Sunday, April 5, 2009

April Snowstorm

Southeast Minnesota is in the midsts of a winter storm warning today, but so far, at least, it must be skimming along south of us. We woke up to a half an inch of snow and it is snowing and blowing now, but too warm to really stick and set back spring for long.

The storm is blowing from the northwest and has plastered that side of all the trees with sticky white snow.

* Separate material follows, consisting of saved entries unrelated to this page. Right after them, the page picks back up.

PR #913, opened 2024-03-01
Use recv_many in ws_client_actor

coolreader18:
# Description of Changes

This batches messages onto the websocket instead of sending them one at a time. This might help latency with clients being paused for a long time, but I'm still unsure about the root cause of that issue so I wouldn't count much on it.

Supersedes #902

1

### DIFF
--- a/crates/client-api/src/routes/subscribe.rs
+++ b/crates/client-api/src/routes/subscribe.rs
@@ -5,7 +5,7 @@ use std::time::Duration;
 use axum::extract::{Path, Query, State};
 use axum::response::IntoResponse;
 use axum_extra::TypedHeader;
-use futures::{SinkExt, StreamExt};
+use futures::{FutureExt, SinkExt, StreamExt};
 use http::{HeaderValue, StatusCode};
 use serde::Deserialize;
 use spacetimedb::client::messages::{IdentityTokenMessage, ServerMessage};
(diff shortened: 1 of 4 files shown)


crates/client-api/src/routes/subscribe.rs
```diff
@@ -204,15 +207,15 @@ async fn ws_client_actor(client: ClientConnection, mut ws: WebSocketStream, mut
...
-            Some(message) = sendrx.recv() => {
+            Some(n) = sendrx.recv_many(&mut rx_buf, 32).map(NonZeroUsize::new) => {
                 if closed {
                     // TODO: this isn't great. when we receive a close request from the peer,
                     //       tungstenite doesn't let us send any new messages on the socket,
                     //       even though the websocket RFC allows it. should we fork tungstenite?
-                    log::info!("dropping message due to ws already being closed: {message:?}");
+                    log::info!("dropping messages due to ws already being closed: {:?}", &rx_buf[..n.get()]);
                 } else {
-                    // TODO: I think we can be smarter about feeding messages here?
```
jdetter, line 214: love to see a TODO being addressed 😅

jdetter (approved):
I've been testing on top of this for the last few bot tests. It seems to improve the gap issue, but not completely solve it. This change is just a generallly good change to make so let's keep it 👍

PR #915, opened 2024-03-01
CLI - Remove deprecated use of the `--project-path` flag

bfops:
# Description of Changes

Remove the deprecated use of `--project-path` to provide a wasm file.

Yes, this breaks the CLI API.

1


bfops:
(do not merge until we're ready to make this breaking change!)

cloutiertyler (approved):
Seems fine. Do we no longer allow you to specify the project for the wasm and just require you point directly to the wasm binary?

bfops:
> Seems fine. Do we no longer allow you to specify the project for the wasm and just require you point directly to the wasm binary?

I'm not 100% sure what you're asking so I hope this is clear: we never allowed users to specify both. Previously, `--project-path` could take _either_ a directory _or_ a wasm path. Then we added `--wasm-file` (now `--bin-path`) to make the behavior clearer, but we still quietly supported taking a wasm file via `--project-path`. After this PR, you use `--project-path` to provide a directory, and `--bin-path` to provide a wasm file.

PR #916, opened 2024-03-02
Batch metrics with ctx

Shubham8287:
# Description of Changes

On hotpath, prometheus `label_with_values` can is slow.
Attempt is to batch the metrics on Hotpath and report them while dropping `ctx`.
This PR has a merge from https://github.com/clockworklabs/SpacetimeDB/pull/1017, so diff is bit messy.

1


crates/core/src/db/datastore/locking_tx_datastore/committed_state.rs
```diff
@@ -569,32 +569,37 @@ impl<'a> CommittedIndexIter<'a> {
...
-        let reducer_name = self.ctx.reducer_name();
-        let table_id = &self.table_id.0;
         let table_name = self
             .committed_state
             .get_schema(&self.table_id)
             .map(|table| table.table_name.as_str())
             .unwrap_or_default();
 
-        DB_METRICS
+        let mut metrics = self.ctx.metrics.lock();
```
joshua-spacetime, line 578: Do we need a lock? Each transaction gets its own execution context.

crates/core/src/execution_context.rs
```diff
@@ -97,3 +118,52 @@ impl<'a> ExecutionContext<'a> {
...
 }
+
+impl Drop for ExecutionContext<'_> {
+    fn drop(&mut self) {
+        let workload = self.workload;
+        let database = self.database;
+        let reducer = self.reducer.unwrap_or_default().to_string();
+        let metric = self.metrics.clone();
+        log::info!("dropping execution context");
+        tokio::task::spawn_blocking(move || {
```
joshua-spacetime, line 129: Does this need to be spawn_blocking?

crates/core/src/execution_context.rs
```diff
@@ -1,17 +1,126 @@
...
+    pub fn new() -> Self {
+        Self(Vec::new())
+    }
+
+    pub fn add_metric(&mut self, table_id: TableId, table_name: &str) {
+        self.0.push(BufferMetric::new(table_id, table_name));
+    }
+
+    pub fn inc_by(&mut self, table_id: TableId, ty: MetricType, val: u64) {
+        if let Some(metric) = self.0.iter_mut().find(|x| x.table_id == table_id) {
```
joshua-spacetime, line 63: I tested this, and it doesn't add that much overhead to the benchmark (~1.5%). But that benchmark only reads from two tables. I am a little concerned about transactions where this vec could be much larger.

crates/core/src/execution_context.rs
```diff
@@ -1,17 +1,125 @@
+use std::cell::RefCell;
+
 use derive_more::Display;
 use spacetimedb_lib::Address;
+use spacetimedb_primitives::TableId;
+
+use crate::db::db_metrics::DB_METRICS;
+
+pub enum MetricType {
+    RdbNumIndexSeeks,
```
joshua-spacetime, line 10: Nit: We don't need to include the `RdbNum` prefix here.

crates/core/src/execution_context.rs
```diff
@@ -1,17 +1,125 @@
...
+    RdbNumKeysScanned,
+    RdbNumRowsFetched,
+}
+#[derive(Default, Clone)]
+struct BufferMetric {
+    pub table_id: TableId,
+    pub rdb_num_index_seeks: u64,
```
joshua-spacetime, line 17: Similarly here.

crates/core/src/execution_context.rs
```diff
@@ -1,17 +1,125 @@
...
+impl Metrics {
+    pub fn new() -> Self {
+        Self(Vec::new())
+    }
+
+    pub fn add_metric(&mut self, table_id: TableId, table_name: &str) {
+        self.0.push(BufferMetric::new(table_id, table_name));
+    }
+
+    pub fn inc_by(&mut self, table_id: TableId, ty: MetricType, val: u64) {
```
joshua-spacetime, line 62: Could `table_exists` and `add_metric` be merged into `inc_by`. In other words, can `inc_by` check if the table exists and if not, add the new metric to the list?

crates/core/src/execution_context.rs
```diff
@@ -1,17 +1,125 @@
...
+}
+
+impl BufferMetric {
+    pub fn new(table_id: TableId, table_name: &str) -> Self {
+        Self {
+            table_id,
+            rdb_num_index_seeks: 0,
+            rdb_num_keys_scanned: 0,
+            rdb_num_rows_fetched: 0,
+            cache_table_name: table_name.to_string(),
```
joshua-spacetime, line 46: Would it be relatively simple to take a reference here rather than clone?

crates/core/src/execution_context.rs
```diff
@@ -1,17 +1,125 @@
...
+#[derive(Default, Clone)]
 pub struct ExecutionContext<'a> {
     /// The database on which a transaction is being executed.
     database: Address,
     /// The reducer from which the current transaction originated.
     reducer: Option<&'a str>,
     /// The type of workload that is being executed.
     workload: WorkloadType,
+    /// The Metrics to be reported for this transaction.
+    pub metrics: RefCell<Metrics>,
```
joshua-spacetime, line 122: I'm guessing RefCell is to avoid changing all of the call sites from `ctx: &ExecutionContext` to `ctx: &mut ExecutionContext`?

crates/core/src/host/wasmtime/wasm_instance_env.rs
```diff
@@ -582,7 +582,7 @@ impl WasmInstanceEnv {
             let data = env
                 .instance_env
                 .iter_by_col_eq(&ctx, table_id.into(), col_id.into(), value)?;
-
+            drop(ctx);
```
joshua-spacetime, line 585: We probably don't want to be dropping this execution context for every iter_by_col_eq invocation since we could have many of those in a single transaction.

Instead of passing this to iter_by_col_eq, I think we should probably add an ExecutionContext to `TxSlot` and have iter_by_col_eq just mutate it on the TxSlot directly. That way we only drop it once and therefore only write the metrics once per transaction.

joshua-spacetime (changes requested):
Sorry for late review @Shubham8287, but I think this is definitely worth merging. This pretty much removes the current performance penalty associated with metrics collection from the hot path.

The only thing I think we'll want to do before merging is to make sure we're not dropping execution contexts, and therefore writing metrics, more than once per transaction, which is still possible through InstanceEnv.

crates/core/src/host/wasmtime/wasm_instance_env.rs
Shubham8287: Make sense, will do that.

crates/core/src/execution_context.rs
Shubham8287: yes

crates/core/src/execution_context.rs
Shubham8287: Lifetime issues can be pain there, had to make sure `ctx` always outlive `table_name` will anaylyze this bit more.

crates/core/src/execution_context.rs
Shubham8287: I am also not happy with the current way we are exposing methods here, have to refactor it, PR was mostly to test the idea.
Regarding `Could table_exists and add_metric be merged into inc_by.` 
Not very straightforward as right now, Idea is to only fetch `table_name` only once i.e when adding new metric. `inc_by` get calls more often, I would not like to make it dependent on `table_name` so will try to think something else

crates/core/src/host/wasmtime/wasm_instance_env.rs
Shubham8287: I tried this, but adding`ExecutionContext` to `TxSlot` is not very straightforward, it either requires to make TxSlot use a explicit lifetime or make `ExecutionContext` to not use lifetime.
I am making this change but either of this will be a significant change `ExecutionContext` thay can/should go with different PR.

joshua-spacetime: I think your suggestion to remove the lifetime parameter from ExecutionContext is the right approach.

Shubham8287: `drop`, here now if dropping of Gaurd not actual memory.

crates/core/src/execution_context.rs
```diff
@@ -1,17 +1,127 @@
...
+        });
+    }
+}
 
 /// Represents the context under which a database runtime method is executed.
 /// In particular it provides details about the currently executing txn to runtime operations.
 /// More generally it acts as a container for information that database operations may require to function correctly.
-#[derive(Default)]
-pub struct ExecutionContext<'a> {
+#[derive(Default, Clone)]
```
joshua-spacetime, line 115: Does it need to be Clone?

crates/core/src/execution_context.rs
```diff
@@ -1,17 +1,127 @@
...
+pub struct ExecutionContext {
     /// The database on which a transaction is being executed.
     database: Address,
     /// The reducer from which the current transaction originated.
-    reducer: Option<&'a str>,
+    reducer: Option<String>,
     /// The type of workload that is being executed.
     workload: WorkloadType,
+    /// The Metrics to be reported for this transaction.
+    pub metrics: Arc<RwLock<Metrics>>,
```
joshua-spacetime, line 124: Will there ever be concurrent access that this needs to be behind a mutex?

crates/core/src/host/wasm_common/module_host_actor.rs
```diff
@@ -531,7 +531,7 @@ impl<T: WasmInstance> WasmModuleInstance<T> {
         };
 
         let tx = tx.unwrap_or_else(|| stdb.begin_mut_tx(IsolationLevel::Serializable));
-        let tx_slot = self.instance.instance_env().tx.clone();
+        let mut tx_slot = self.instance.instance_env().tx.clone();
```
joshua-spacetime, line 534: Oh I see, we clone the tx slot, so we also need to clone the execution context that it holds.

crates/core/src/host/wasmtime/wasm_instance_env.rs
```diff
@@ -603,10 +606,10 @@ impl WasmInstanceEnv {
         Self::cvt_ret(caller, AbiCall::IterStart, out, |caller| {
             let env = caller.data_mut();
             // Retrieve the execution context for the current reducer.
-            let ctx = env.reducer_context();
+            let ctx = env.reducer_context()?;
             // Collect the iterator chunks.
             let chunks = env.instance_env.iter_chunks(&ctx, table_id.into())?;
-
+            drop(ctx);
```
joshua-spacetime, line 612: Do we still need the explicit drops?

joshua-spacetime:
Unfortunately it looks like it's still quite expensive
```
incr-join               time:   [2.2527 µs 2.2539 µs 2.2554 µs]
                        change: [+43.975% +44.175% +44.373%] (p = 0.00 < 0.05)
                        Performance has regressed.

incr-select             time:   [404.59 ns 405.26 ns 405.91 ns]
                        change: [+12.378% +12.551% +12.712%] (p = 0.00 < 0.05)
                        Performance has regressed.
```

https://share.firefox.dev/4cJm2AO (incr-join)
https://share.firefox.dev/3TyifNO (incr-select)

Shubham8287:
> Unfortunately it looks like it's still quite expensive
> 
> ```
> incr-join               time:   [2.2527 µs 2.2539 µs 2.2554 µs]
>                         change: [+43.975% +44.175% +44.373%] (p = 0.00 < 0.05)
>                         Performance has regressed.
> 
> incr-select             time:   [404.59 ns 405.26 ns 405.91 ns]
>                         change: [+12.378% +12.551% +12.712%] (p = 0.00 < 0.05)
>                         Performance has regressed.
> ```
> 
> https://share.firefox.dev/4cJm2AO (incr-join) https://share.firefox.dev/3TyifNO (incr-select)

ah! It regressed because batching is not happening for `incr-join` rather they create new `ctx`  for each `ExecutionUnit`. Let me see, what can be done here.

Shubham8287:
benchmarks please

Shubham8287:
@joshua-spacetime , It looks regression you saw was because my branch was not synced with master, here are the results I measure after syncing 
```
full-scan               time:   [78.772 ms 79.304 ms 79.845 ms]
                        change: [-0.6241% +0.3867% +1.3107%] (p = 0.43 > 0.05)
                        No change in performance detected.
Found 1 outliers among 100 measurements (1.00%)
  1 (1.00%) high mild

full-join               time:   [226.13 µs 226.76 µs 227.43 µs]
                        change: [-51.930% -51.767% -51.596%] (p = 0.00 < 0.05)
                        Performance has improved.
Found 1 outliers among 100 measurements (1.00%)
  1 (1.00%) high mild

incr-select             time:   [132.39 ns 132.87 ns 133.35 ns]
                        change: [-1.1616% -0.7623% -0.3836%] (p = 0.00 < 0.05)

incr-join               time:   [854.91 ns 857.69 ns 860.71 ns]
                        change: [-34.533% -34.222% -33.912%] (p = 0.00 < 0.05)
                        Performance has improved.
Found 4 outliers among 100 measurements (4.00%)
  3 (3.00%) high mild
  1 (1.00%) high severe

query-indexes-multi     time:   [473.41 ns 474.45 ns 475.46 ns]
                        change: [-28.676% -28.413% -28.158%] (p = 0.00 < 0.05)
                        Performance has improved.
Found 1 outliers among 100 measurements (1.00%)
  1 (1.00%) high mild
```

crates/core/src/host/wasm_common/module_host_actor.rs
Shubham8287: yeah that explains your above comment regarding `Arc<Mutex<>>`

crates/core/src/host/wasmtime/wasm_instance_env.rs
Shubham8287: Yes, ctx is shared reference from `env` (`TxSlot`) now and below line `env.iter.insert()` is mutable reference so can't exist together. Though, this a only a Mutex Gaurd drop not  object drop.

crates/core/src/execution_context.rs
Shubham8287: Yes, I can think of subscriptions where multiple threads may use same ctx.

joshua-spacetime:
@Shubham8287 when I ran the benchmarks I did update your branch with master. In order to get an accurate diff, you'll need to first run the benchmarks on master (with metrics disabled), and then run the benchmarks on your branch (with metrics enabled which is the default).

Shubham8287:
@joshua-spacetime , This is bench results with disabled metrics on master and then on my branch with metrics,
```
full-scan               time:   [77.284 ms 77.431 ms 77.578 ms]
                        change: [-1.3874% -0.9307% -0.5210%] (p = 0.00 < 0.05)
Found 3 outliers among 100 measurements (3.00%)
  2 (2.00%) high mild
  1 (1.00%) high severe

full-join               time:   [235.85 µs 236.73 µs 237.73 µs]
                        change: [+10.066% +10.541% +11.042%] (p = 0.00 < 0.05)
                        Performance has regressed.
Found 1 outliers among 100 measurements (1.00%)
  1 (1.00%) high mild

incr-select             time:   [139.94 ns 140.55 ns 141.20 ns]
                        change: [-0.7931% -0.1905% +0.3154%] (p = 0.53 > 0.05)
                        No change in performance detected.
Found 15 outliers among 100 measurements (15.00%)
  9 (9.00%) low mild
  5 (5.00%) high mild
  1 (1.00%) high severe

incr-join               time:   [886.85 ns 888.99 ns 891.13 ns]
                        change: [+6.2229% +6.5017% +6.7732%] (p = 0.00 < 0.05)
                        Performance has regressed.
Found 4 outliers among 100 measurements (4.00%)
  3 (3.00%) high mild
  1 (1.00%) high severe

query-indexes-multi     time:   [472.24 ns 474.12 ns 475.82 ns]
                        change: [+10.995% +11.391% +11.811%] (p = 0.00 < 0.05)
                        Performance has regressed.
```

Still not as bad as your bench, Lets meet sometime to find if there is any flaw in my way of doing bench?

crates/core/src/subscription/execution_unit.rs
```diff
@@ -206,8 +206,13 @@ impl ExecutionUnit {
 
     /// Evaluate this execution unit against the database using the json format.
     #[tracing::instrument(skip_all)]
-    pub fn eval_json(&self, db: &RelationalDB, tx: &Tx) -> Result<Option<TableUpdateJson>, DBError> {
-        let table_row_operations = Self::eval_query_expr(db, tx, &self.eval_plan, |row| {
+    pub fn eval_json(
+        &self,
+        ctx: &ExecutionContext,
+        db: &RelationalDB,
+        tx: &Tx,
```
joshua-spacetime, line 213: Because we want to write metrics at most once per transaction, it would probably be best to embed the ExecutionContext directly in the Tx. But that might require us to update a lot of function signatures.

crates/bench/benches/subscription.rs
```diff
@@ -103,8 +103,8 @@ fn eval(c: &mut Criterion) {
             let tx = db.begin_tx();
             let query = compile_read_only_query(&db, &tx, &auth, sql).unwrap();
             let query: ExecutionSet = query.into();
-
-            b.iter(|| drop(black_box(query.eval(Protocol::Binary, &db, &tx).unwrap())))
+            let ctx = &ExecutionContext::subscribe(db.address());
```
joshua-spacetime, line 106: Because `with_label_values` is now called when we drop the `ExecutionContext`, this should probably go inside the lambda.

joshua-spacetime (approved):
Excellent @Shubham8287! I profiled your changes and they add at most a ~2% overhead.

crates/core/src/subscription/execution_unit.rs
joshua-spacetime: Ah I saw you opened #1030. Excellent!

It's too blustery to accomplish our outside To-Do list (making rainbarrels, building compost bins, pulling buckthorn, installing windows in the granary) so I guess I will tackle the much- dreaded but much-needed task of organizing my office today. I intend to move our ever-growing library of gardening and farming books to my office so they aren't in stacks all over the house.
While there is a distinct tinge of green to the landscape now (well, covered by white today) but it's still pretty much monochromatic brown outside. Needing a blast of spring color, I succumbed to purchasing a potted lily last week.
Just five weeks until our average frost-free date!


On another note, we now have TWO chickens laying eggs! The yolks are often very deep orange--here is a comparison--a store-bought organic egg on the left and an egg from one of our hens on the right. Our chickens really love to eat the skins of baked squash and sweet potatoes--could that be why the yolks are so orange?

4 comments:

Anonymous said...

Interesting theory on the yoke colour and the squash skins -- it could very well be! Diet does play a large role in yoke colour, I think. I've always been told the more orange the egg, the fresher.

Michael J. Sandberg said...

What happened to http://www.susanwaughtal.net/ ?

Susan said...

Hi Michael,
Thanks for alerting me about my website. I had renewed my hosting contract but they didn't also renew my domain name--should be back up within 24 hours.

Susan said...

I was reading "Salad Bar Beef" by Joe Salatin, and in Chapter 5 he writes we are what we eat --and animals are what they eat. His main point is that we (as a society based on industrial farming) are now feeding cattle a very high-calorie, low vitamin and mineral diet and not letting them get exercise. He says the yellow marbled fat in grass-fed beef and the dark orange yolks of pastured poultry is from chlorophyll in the animal's diet and indicates low levels of saturated fat.